(Data excerpts)
################
Issue #60, opened 2022-01-31
Add type hint for result object in lattice


FyzHsn:
Add type hint for `result_object` in `covalent/_workflow/lattice.py` inside the `_server_dispatch` method.

NeelPatel31:
Hey, I want to work on this issue.
Can you explain the problem briefly ?

kessler-frost:
Hi @NeelPatel31! Thank you for sharing your interest in contributing to covalent. Although, it seems someone is already working on this issue, you can still take a look at some of our other good first issues [here](https://github.com/AgnostiqHQ/covalent/labels/good%20first%20issue) and pick one which interests you the most.

PR #68, opened 2022-02-01
Add type hint for result object in lattice.py

Udayan853:
Add type hint for result_object in covalent/_workflow/lattice.py inside the _server_dispatch method.

Issue: https://github.com/AgnostiqHQ/covalent/issues/60


covalent/_workflow/lattice.py
```diff
@@ -343,7 +343,7 @@ def dispatch_sync(self, *args, **kwargs) -> "Result":
 
         return get_result(self.dispatch(**kwargs), self.metadata["results_dir"], wait=True)
 
-    def _server_dispatch(self, result_object) -> str:
+    def _server_dispatch(self, result_object:Result) -> str:
```
FyzHsn, line 346: There should be a space between the parameter and the parameter type. Can you run the tests and ensure that there are no circular import issues? If there are, you might have to use the string representation of result as in line 324.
################
WHAT YOU ARE ASKED TO DO:
The expected answer is an exact copy of the lines beginning at the one with "Issue: https://github.com/AgnostiqHQ/covalent/issues/60" and running to the end of the entries above.

WRITTEN SOLUTION:
Issue: https://github.com/AgnostiqHQ/covalent/issues/60


covalent/_workflow/lattice.py
```diff
@@ -343,7 +343,7 @@ def dispatch_sync(self, *args, **kwargs) -> "Result":
 
         return get_result(self.dispatch(**kwargs), self.metadata["results_dir"], wait=True)
 
-    def _server_dispatch(self, result_object) -> str:
+    def _server_dispatch(self, result_object:Result) -> str:
```
FyzHsn, line 346: There should be a space between the parameter and the parameter type. Can you run the tests and ensure that there are no circular import issues? If there are, you might have to use the string representation of result as in line 324.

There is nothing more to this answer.